PR #185, opened 2024-05-30
Timx 287 ead field method refactor 1

jonavellecuerdo:

Field method refactor for transform class Ead (Part 1).

* Added private"methods for key elements in EAD-formatted XML records (`<archdesc>`, `<archdesc><did>`, `<archdesc><controlaccess>`
* Added field methods and corresponding unit tests for `alternate_titles`, `citation`, `content_type`

**Note:** For the time-being, I've added calls to the private methods at the beginning of `get_optional_fields()`, which is required by field derivations that **will eventually be moved into their own field methods**.

2. Run CLI command
   ```
   pipenv run transform -i tests/fixtures/ead/ead_record_all_fields.xml -o output/ead-transformed-records.json -s aspace
   ```
   Output: 
   ```
   2024-05-30 12:33:59,914 INFO transmogrifier.cli.main(): Logger 'root' configured with level=INFO
   2024-05-30 12:33:59,914 INFO transmogrifier.cli.main(): No Sentry DSN found, exceptions will not be sent to Sentry
   2024-05-30 12:33:59,914 INFO transmogrifier.cli.main(): Running transform for source aspace
   2024-05-30 12:33:59,930 WARNING transmogrifier.sources.transformer.get_valid_title(): Record repositories/2/resources/1 has multiple titles. Using the first title from the following titles found: ['Charles J. Connick Stained Glass Foundation Collection', 'Title 2', 'Title 3']
   2024-05-30 12:33:59,930 INFO transmogrifier.cli.main(): Completed transform, total records processed: 1, transformed records: 1, skipped records: 0, deleted records: 0
   2024-05-30 12:33:59,930 INFO transmogrifier.cli.main(): Total time to complete transform: 0:00:00.016147

   ```
NO

NO

- https://mitlibraries.atlassian.net/browse/TIMX-287

### Developer

### Code Reviewer(s)

### DIFF
--- a/tests/sources/xml/test_ead.py
+++ b/tests/sources/xml/test_ead.py
@@ -1,10 +1,80 @@
 import logging
+from typing import Literal
+
+from bs4 import BeautifulSoup
 
 import transmogrifier.models as timdex
 from transmogrifier.sources.xml.ead import Ead
 
 
-def test_ead_record_all_fields_transform_correctly():
+def create_ead_source_record_stub(
+    header_insert: str = "",
+    metadata_insert: str = "",
+    parent_element: Literal["archdesc", "did"] = None,  # noqa: RUF013
+) -> BeautifulSoup:
+    """
+    Create source record for unit tests.
+
+    Args:
+        header_insert (str): For EAD-formatted XML, the <header> element is used
+            in the derivation of 'source_record_id'.
+        metadata_insert (str): An string representing a metadata XML element.
+        parent_element (Literal["archdesc", "did"]): For EAD-formatted XML,
+            all of the information about a collection that is relevant to the
+            TIMDEX data model is encapsulated within the <archdesc level="collection">
+            element. Metadata will be formatted either as a direct descendant of
+            the <archdesc> element or a descendant of the <did> element.
+
+    Note: A source record for "missing" field method tests can be created by
+        leaving metadata_insert = "" (the default) and setting parent_element.
+    """
+    xml_string = """
+        <records>
+            <record xmlns="http://www.openarchives.org/OAI/2.0/"
+                xmlns:xsi="http://www.w3.org/2001/XMLSchema-instance">
+                <header>
+                    {header_insert}
+                </header>
+                <metadata>
+                    <ead xmlns="urn:isbn:1-931666-22-9" xmlns:xlink="http://www.w3.org/1999/xlink"
+                        xmlns:xsi="http://www.w3.org/2001/XMLSchema-instance"
+                        xsi:schemaLocation="urn:isbn:1-931666-22-9 http://www.loc.gov/ead/ead.xsd">
+                        <eadheader countryencoding="iso3166-1" dateencoding="iso8601"
+                            findaidstatus="completed"
+                            langencoding="iso639-2b"
+                            repositoryencoding="iso15511">
+                            <eadid countrycode="US" mainagencycode="US-mcm">
+                                VC-0002
+                            </eadid>
+                        </eadheader>
+                        {metadata_insert}
+                    </ead>
+                </metadata>
+            </record>
+        </records>
+    """
+    if metadata_insert and parent_element is None:
+        message = (
+            "Argument 'parent_element' cannot be of NoneType "
+            "if 'metadata_insert' is set."
+        )
+        raise TypeError(message)
+    if parent_element == "archdesc":
+        _metadata_insert = f"""
+            <archdesc level="collection">{metadata_insert}</archdesc>
+            """
+    elif parent_element == "did":
+        _metadata_insert = f"""
+            <archdesc level="collection"><did>{metadata_insert}</did></archdesc>
+            """
+
+    return BeautifulSoup(
+        xml_string.format(header_insert=header_insert, metadata_insert=_metadata_insert),
+        "xml",
+    )
+
+
+def test_ead_transform_with_all_fields_transforms_correctly():
     ead_xml_records = Ead.parse_source_file(
         "tests/fixtures/ead/ead_record_all_fields.xml"
     )
@@ -218,35 +288,43 @@ def test_ead_record_all_fields_transform_correctly():
     )
 
 
-def test_ead_record_with_missing_archdesc_logs_error(caplog):
+def test_ead_transform_with_optional_fields_blank_transforms_correctly():
     ead_xml_records = Ead.parse_source_file(
-        "tests/fixtures/ead/ead_record_missing_archdesc.xml"
+        "tests/fixtures/ead/ead_record_blank_optional_fields.xml"
     )
     output_records = Ead("aspace", ead_xml_records)
-    assert len(list(output_records)) == 0
-    assert output_records.processed_record_count == 1
-    assert (
-        "transmogrifier.sources.xml.ead",
-        logging.ERROR,
-        "Record ID repositories/2/resources/4 is missing archdesc element",
-    ) in caplog.record_tuples
+    assert next(output_records) == timdex.TimdexRecord(
+        source="MIT ArchivesSpace",
+        source_link="https://archivesspace.mit.edu/repositories/2/resources/2",
+        timdex_record_id="aspace:repositories-2-resources-2",
+        title="Title not provided",
+        citation=(
+            "Title not provided. Archival materials. "
+            "https://archivesspace.mit.edu/repositories/2/resources/2"
+        ),
+        content_type=["Archival materials"],
+    )
 
 
-def test_ead_record_with_missing_archdesc_did_logs_error(caplog):
+def test_ead_transform_with_optional_fields_missing_transforms_correctly():
     ead_xml_records = Ead.parse_source_file(
-        "tests/fixtures/ead/ead_record_missing_archdesc_did.xml"
+        "tests/fixtures/ead/ead_record_missing_optional_fields.xml"
     )
     output_records = Ead("aspace", ead_xml_records)
-    assert len(list(output_records)) == 0
-    assert output_records.processed_record_count == 1
-    assert (
-        "transmogrifier.sources.xml.ead",
-        logging.ERROR,
-        "Record ID repositories/2/resources/3 is missing archdesc > did element",
-    ) in caplog.record_tuples
+    assert next(output_records) == timdex.TimdexRecord(
+        source="MIT ArchivesSpace",
+        source_link="https://archivesspace.mit.edu/repositories/2/resources/5",
+        timdex_record_id="aspace:repositories-2-resources-5",
+        title="Title not provided",
+        citation=(
+            "Title not provided. Archival materials. "
+            "https://archivesspace.mit.edu/repositories/2/resources/5"
+        ),
+        content_type=["Archival materials"],
+    )
 
 
-def test_ead_record_with_attribute_and_subfield_variations_transforms_correctly():
+def test_ead_transform_with_attribute_and_subfield_variations_transforms_correctly():
     ead_xml_records = Ead.parse_source_file(
         "tests/fixtures/ead/ead_record_attribute_and_subfield_variations.xml"
     )
@@ -468,25 +546,28 @@ def test_ead_record_with_attribute_and_subfield_variations_transforms_correctly(
     )
 
 
-def test_ead_record_with_blank_optional_fields_transforms_correctly():
+def test_ead_transform_with_missing_archdesc_skips_record():
     ead_xml_records = Ead.parse_source_file(
-        "tests/fixtures/ead/ead_record_blank_optional_fields.xml"
+        "tests/fixtures/ead/ead_record_missing_archdesc.xml"
     )
     output_records = Ead("aspace", ead_xml_records)
-    assert next(output_records) == timdex.TimdexRecord(
-        source="MIT ArchivesSpace",
-        source_link="https://archivesspace.mit.edu/repositories/2/resources/2",
-        timdex_record_id="aspace:repositories-2-resources-2",
-        title="Title not provided",
-        citation=(
-            "Title not provided. Archival materials. "
-            "https://archivesspace.mit.edu/repositories/2/resources/2"
-        ),
-        content_type=["Archival materials"],
+    assert len(list(output_records)) == 0
+    assert output_records.processed_record_count == 1
+    assert output_records.skipped_record_count == 1
+
+
+def test_ead_transform_with_missing_archdesc_did_skips_record():
+    ead_xml_records = Ead.parse_source_file(
+        "tests/fixtures/ead/ead_record_missing_archdesc_did.xml"
     )
+    output_records = Ead("aspace", ead_xml_records)
+
+    assert len(list(output_records)) == 0
+    assert output_records.processed_record_count == 1
+    assert output_records.skipped_record_count == 1
 
 
-def test_ead_record_invalid_date_and_date_range_are_omitted(caplog):
+def test_ead_transform_with_invalid_date_and_date_range_omits_dates(caplog):
     caplog.set_level(logging.DEBUG)
     ead_xml_records = Ead.parse_source_file(
         "tests/fixtures/ead/ead_record_attribute_and_subfield_variations.xml"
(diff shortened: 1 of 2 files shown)


tests/sources/xml/test_ead.py
```diff
@@ -1,10 +1,61 @@
+# ruff: noqa: E501
```
ehanson8, line 1: Perhaps just a personal opinion but I think it's preferable to not ignore E501 for a module (or even a line really). For the `xml_string` var in `create_ead_source_record_stub`, you can use spaces instead of tabs and you can break up the long citation strings like this:

```
assert Ead.get_citation(source_record) == (
        "Charles J. Connick Stained Glass Foundation Collection, "
        "VC-0002, box X. Massachusetts Institute of Technology, "
        "Department of Distinctive Collections, Cambridge, Massachusetts."
    )
```

tests/sources/xml/test_ead.py
```diff
@@ -501,12 +563,11 @@ def test_ead_record_invalid_date_and_date_range_are_omitted(caplog):
             assert date.range.lte != "1989"
             assert date.range.gte != "2001"
             assert date.range.lte != "1999"
-
     assert ("has a date that couldn't be parsed: 'undated'") in caplog.text
     assert ("has a later start date than end date: '2001', '1999'") in caplog.text
 
 
-def test_ead_record_correct_identifiers_from_multiple_unitid(caplog):
+def test_ead_transform_with_multiple_unitid_gets_valid_ids():
```
ehanson8, line 570: `Ead` has more of these edge case tests than the other sources we've done so far, we might consider redoing these with stub records but not sure if that's worth the effort

tests/sources/xml/test_ead.py
```diff
@@ -515,19 +576,223 @@ def test_ead_record_correct_identifiers_from_multiple_unitid(caplog):
...
+                        <emph>
+                            Foundation
+                            <emph>Collection</emph>
+                        </emph>
+                        <num>VC.0002</num>
+                    </unittitle>
+                    <unittitle></unittitle>
+                    <unittitle></unittitle>
+                </did>
+            </archdesc>
```
ehanson8, line 626: This is duplicated a lot,  you might refactor so top level elements like `<archdesc>` aren't repeated in every test

ghukill (changes requested):
Overall, I think it looks great!   Left a request for docstrings in the helper methods, and a question, but overall looking good to me.

tests/sources/xml/test_ead.py
```diff
@@ -515,19 +576,223 @@ def test_ead_record_correct_identifiers_from_multiple_unitid(caplog):
...
+        metadata_insert=(
+            """
+            <archdesc level="collection"></archdesc>
+            """
+        )
+    )
+    assert Ead.get_citation(source_record) is None
+
+
+def test_get_main_titles_success():
```
ehanson8, line 697: This would be easier to read if the order matched the method order in `ead.py` so I would move the `get_main_titles` tests further down

transmogrifier/sources/xml/ead.py
```diff
@@ -362,19 +327,86 @@ def generate_name_identifier_url(cls, name_element: Tag) -> list | None:
...
+    def _get_collection_description(cls, source_record: Tag) -> Tag:
+        if collection_description := source_record.metadata.find(
+            "archdesc", level="collection"
+        ):
+            return collection_description
+        message = (
+            "Record skipped because key information is missing: "
+            '<archdesc level="collection">.'
+        )
+        raise SkippedRecordEvent(message)
```
ehanson8, line 339: Perfect use of `SkippedRecordEvent`!

transmogrifier/sources/xml/ead.py
```diff
@@ -17,72 +18,36 @@
...
-            pass
-        else:
-            message = (
-                f"Record ID {self.get_source_record_id(xml)} is missing archdesc element"
-            )
-            logger.error(message)
-            return None
+        # <archdesc> and <did> elements are required when deriving optional fields
+        collection_description = self._get_collection_description(source_record)
+        collection_description_did = self._get_collection_description_did(source_record)
```
ehanson8, line 36: Wondering if these calls are still necessary up top, it seems they would raise the `SkippedRecordEvent` whenever they are called by the field methods

transmogrifier/sources/xml/ead.py
```diff
@@ -362,19 +327,86 @@ def generate_name_identifier_url(cls, name_element: Tag) -> list | None:
...
+        ] or None
+
+    @classmethod
+    def get_citation(cls, source_record: Tag) -> str | None:
+        collection_description = cls._get_collection_description(source_record)
+        if (
+            citation_element := collection_description.find("prefercite", recursive=False)
+        ) and (
+            citation := cls.create_string_from_mixed_value(
+                citation_element, " ", ["head"]
```
ehanson8, line 372: We may want to start using named args for this

ehanson8 (commented):
Very good, a few suggestions!

transmogrifier/sources/xml/ead.py
ghukill: I left a comment that might be related: my assumption is that these will be removed once _fully_ refactored to field methods?

ehanson8: Ah, didn't see your comments before my review but that makes sense as a plan!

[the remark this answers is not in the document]
jonavellecuerdo: Ah, yes! I meant to write a note after marking the PR ready for review but forgot. 😅 Thank you for remembering! I added a note in the PR description!

jonavellecuerdo: See [response](https://github.com/MITLibraries/transmogrifier/pull/185#discussion_r1621324261); PR description updated with note. Sorry for the confusion!

transmogrifier/sources/xml/ead.py
jonavellecuerdo: I was considering this but felt conflicted [with @ghukill 's comment on a previous PR](https://github.com/MITLibraries/transmogrifier/pull/177#discussion_r1613894603), but perhaps the guideline @ghukill is only applicable for "methods with single positional arguments" or "when testing"?

In any case, I will update to use named args! I think `create_string_from_mixed_value` is nifty but is difficult to understand just by the name alone.

ghukill: To clarify my comment a bit...

If I'm reading correctly, this is the signature:
```python
def create_string_from_mixed_value(
        cls,
        xml_element: Tag,
        separator: str = "",
        skipped_elements: list[str] | None = None,
    )...
```

So anytime called, I'd expect to see:
  - required, positional argument `xml_element` is not named, but just passed positionally
  - the rest of them, passed as name arguments, because named in the signature
    - _unless_ the defaults are okay, and then okay to omit

Does that mesh with the discussion here?

ghukill: So in this case, I'd expect:

```python
cls.create_string_from_mixed_value(
    citation_element,
    separator = " ",
    skipped_elements = ["head"]
)
```

Open to pushback, but this convention feels like a pretty widely followed convention?

jonavellecuerdo: Hmm, I think my confusion was I took "named arguments" (or keyword arguments) literally. 🤔 Technically, all the arguments are positional since the signature isn't as follows:

```python
def create_string_from_mixed_value(
        cls,
        xml_element: Tag,
        *,
        separator: str = "",
        skipped_elements: list[str] | None = None,
)
```

I'm definitely on board with the proposed convention; just curious if it's more accurate to say: 

> if overriding default positional arguments, use keyword arguments in the method call
?

tests/sources/xml/test_ead.py
jonavellecuerdo: Good idea! On a somewhat related note (and is also why I hesitated to reformat the strings):

When I save on an open XML file, I have a tool in my IDE that reformats the XML. It results in newlines being added throughout the XML file, which then causes the tests to fail. 

@ehanson8 @ghukill Do you think it's worth creating an issue to whitespace/newline-proof the XML transforms? 🤔

transmogrifier/sources/xml/ead.py
ghukill: If I'm reading it right, this is the actual function definition:

```python
@classmethod
def create_string_from_mixed_value(
    cls,
    xml_element: Tag,
    separator: str = "",
    skipped_elements: list[str] | None = None,
) -> str:
   ...
```

Apologies if I'm being imprecise with my words here or earlier, but I would characterize the arguments like:
  * `cls`: required, placeholder, can kind of ignore
  * `xml_element`: required, positional
  * `separator`: because it has equals sign `=`, it's named, optional, with default
  * `skipped_elements`: same as separator

I take your point that _technically_ all the arguments are positional, good point.  But I suppose my position is that _conventionally_ -- and this is open to debate for sure -- if an argument has an equals sign `=` than it's treated as a named argument, and therefore optional with a default value.

This [SO post](https://stackoverflow.com/a/57819001) breaks it down nicely, and exposes that I _have_ been lazy with my terminology.

If we ever do deal with functions that use `*args` or `**kwargs`, then I think it gets more subtle (to your example above), but for most signatures, I feel like it's often positional (no defaults) and then named/keyword (with defaults).  My vote is to
   * a) _not_ use the arg name for positionals
   * b) use the arg name for named/keyword

Thoughts?  or am I just making a mountain out of a mole hill 😅?

jonavellecuerdo: Thank you for clarifying! I accept / understand your definitions and we are on the same page! I do wonder whether we should start using `*` or `/` in our function signatures to more explicitly distinguish positional vs named/keyword arguments but beyond the scope of this PR. 🤓 If I remember correctly, [Ruff throws errors for boolean positional arguments (FBT001)](https://docs.astral.sh/ruff/rules/boolean-type-hint-positional-argument/).

Circling back to original comment: [changes have been made](https://github.com/MITLibraries/transmogrifier/pull/185/commits/de46532bbe2390a48aed2927793e60a130ba0a50).

ehanson8: That feels right to me but I honestly am learning some of these conventions in these PR conversations 🙃

tests/sources/xml/test_ead.py
ghukill: We'd probably want to preserve whitespace inside an element (its text), as this is often intentional by the record creator.  I think it would fundamentally change the nature of the content if we introduce newline characters inside a long string of text for an element.

But reformatting the XML in a way that just moves elements around, but not element text, that seems okay / good.

jonavellecuerdo: I think I'll forego creating an issue for now as the newlines are resulting from me not turning off the XML formatter in my IDE 😅 . 

Circling back to original comment, I removed the syntax to ignore `E501` errors and made updates accordingly!

transmogrifier/sources/xml/ead.py
ghukill: This conversation is the first time I've seen the `/` operator for function/method signatures, and helped clarify for me what the `*` operator does _without_ an immediate following variable name like `*args`.  

This helped me understand it more tacitly:

```python
In [1]: def foo(a, b, *, c="horse"):
   ...:     print(a,b,c)
   ...: 

In [2]: foo(42, 101, 999, 888, c='zebra')
---------------------------------------------------------------------------
TypeError                                 Traceback (most recent call last)
Cell In[2], line 1
----> 1 foo(42, 101, 999, 888, c='zebra')

TypeError: foo() takes 2 positional arguments but 4 positional arguments (and 1 keyword-only argument) were given

In [3]: def bar(a, b, *args, c="horse"):
   ...:     print(a,b,args,c)
   ...: 

In [4]: bar(42, 101, 999, 888, c='zebra')
42 101 (999, 888) zebra
```

I'm definitely not opposed to using `*` and `/` in signatures if we find them useful.  Here is an edge case where I could see it being useful, when you want to force keyword argument or no positional:

```python
def baz(*, a=1):
    pass

In [6]: baz()
1

In [7]: baz(42)
---------------------------------------------------------------------------
TypeError                                 Traceback (most recent call last)
Cell In[7], line 1
----> 1 baz(42)

TypeError: baz() takes 0 positional arguments but 1 was given

In [8]: baz(a=101)
101    
```

Ineresting stuff!  In cases without `*` or `/`, glad we're honing in on some conventions, and curious if we ever run into situations where it would be nice to use them.  I read an article this morning that I found pretty convincing that the main appeal is often APIs, where you want to finely control how functions are called by users potentially not familiar with the library.

tests/sources/xml/test_ead.py
jonavellecuerdo: @ehanson8 For this PR, I'll stick to just renaming the test and will revisit when I work on the `get_identifiers` field method.

tests/sources/xml/test_ead.py
jonavellecuerdo: Updated!

tests/sources/xml/test_ead.py
jonavellecuerdo: @ehanson8 @ghukill Let me know what you think of the updates I made to the [`create_ead_source_record_stub` method](https://github.com/MITLibraries/transmogrifier/pull/185/commits/b8adf19271c53d9f2b0f49d50d8b71ed0c68bd20#diff-4e446208d5381af3faa605c03e15486e64e9af30c4d54e8f40bec821cb87c851R11-R74). It was the only way I could think of simplifying some of the `metadata_insert` arguments throughout the testing module (removes the `<archdesc>` and `<archdesc><did>` elements from the string.

In general, we want to avoid complex functions in the testing module, but maybe this is a simple enough method that it isn't a problem? 🤔

transmogrifier/sources/xml/ead.py
```diff
@@ -362,19 +327,86 @@ def generate_name_identifier_url(cls, name_element: Tag) -> list | None:
         return None
 
     @classmethod
-    def get_main_titles(cls, xml: Tag) -> list[str]:
+    def _get_collection_description(cls, source_record: Tag) -> Tag:
```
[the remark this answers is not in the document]
jonavellecuerdo: Docstrings have been added!

transmogrifier/sources/xml/ead.py
```diff
@@ -362,19 +327,86 @@ def generate_name_identifier_url(cls, name_element: Tag) -> list | None:
...
+        ):
+            return collection_description
+        message = (
+            "Record skipped because key information is missing: "
+            '<archdesc level="collection">.'
+        )
+        raise SkippedRecordEvent(message)
+
+    @classmethod
+    def _get_collection_description_did(cls, source_record: Tag) -> Tag:
```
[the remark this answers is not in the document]
jonavellecuerdo: Docstrings have been added!

tests/sources/xml/test_ead.py
ehanson8: That's totally fine, just food for thought!

tests/sources/xml/test_ead.py
```diff
@@ -9,29 +8,27 @@
 
 
 def create_ead_source_record_stub(
-    header_insert: str = "", metadata_insert: str = ""
+    header_insert: str = "",
+    metadata_insert: str = "",
+    parent_element: Literal["archdesc", "did"] = None,  # noqa: RUF013
```
ehanson8, line 13: This isn't too complex in my mind and saves space in the unit tests but I defer to @ghukill for final approval of this

ehanson8 (approved):
Looks good to me and I'm glad this PR led to some learning for all of us! 🙂

transmogrifier/sources/xml/ead.py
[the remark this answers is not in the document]
ghukill: Thanks!

transmogrifier/sources/xml/ead.py
```diff
@@ -362,38 +329,139 @@ def generate_name_identifier_url(cls, name_element: Tag) -> list | None:
...
     @classmethod
-    def get_main_titles(cls, xml: Tag) -> list[str]:
+    def _get_collection_description(cls, source_record: Tag) -> Tag:
+        """Get element with archival description for a collection.
+
+        For EAD-formatted XML, all of the information about a collection
+        that is relevant to the TIMDEX data model is
+        encapsulated within the <archdesc level="collection"> element.
+        If this element is missing, it suggests that there is a structural
+        error in the record.
```
ghukill, line 339: Perfect, thanks.

ghukill (approved):
Looks good to me!

Thanks again for good discussions.  I'm glad in these early updates, we're hashing out some of these conventions and details.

──────────────────────────────

= REQUIRED WORK =
Using the material above, report each line where "methods" occurs.

= ANSWER SPACE =
* Added private"methods for key elements in EAD-formatted XML records (`<archdesc>`, `<archdesc><did>`, `<archdesc><controlaccess>`
* Added field methods and corresponding unit tests for `alternate_titles`, `citation`, `content_type`
**Note:** For the time-being, I've added calls to the private methods at the beginning of `get_optional_fields()`, which is required by field derivations that **will eventually be moved into their own field methods**.
Overall, I think it looks great!   Left a request for docstrings in the helper methods, and a question, but overall looking good to me.
ehanson8, line 36: Wondering if these calls are still necessary up top, it seems they would raise the `SkippedRecordEvent` whenever they are called by the field methods
ghukill: I left a comment that might be related: my assumption is that these will be removed once _fully_ refactored to field methods?
jonavellecuerdo: I was considering this but felt conflicted [with @ghukill 's comment on a previous PR](https://github.com/MITLibraries/transmogrifier/pull/177#discussion_r1613894603), but perhaps the guideline @ghukill is only applicable for "methods with single positional arguments" or "when testing"?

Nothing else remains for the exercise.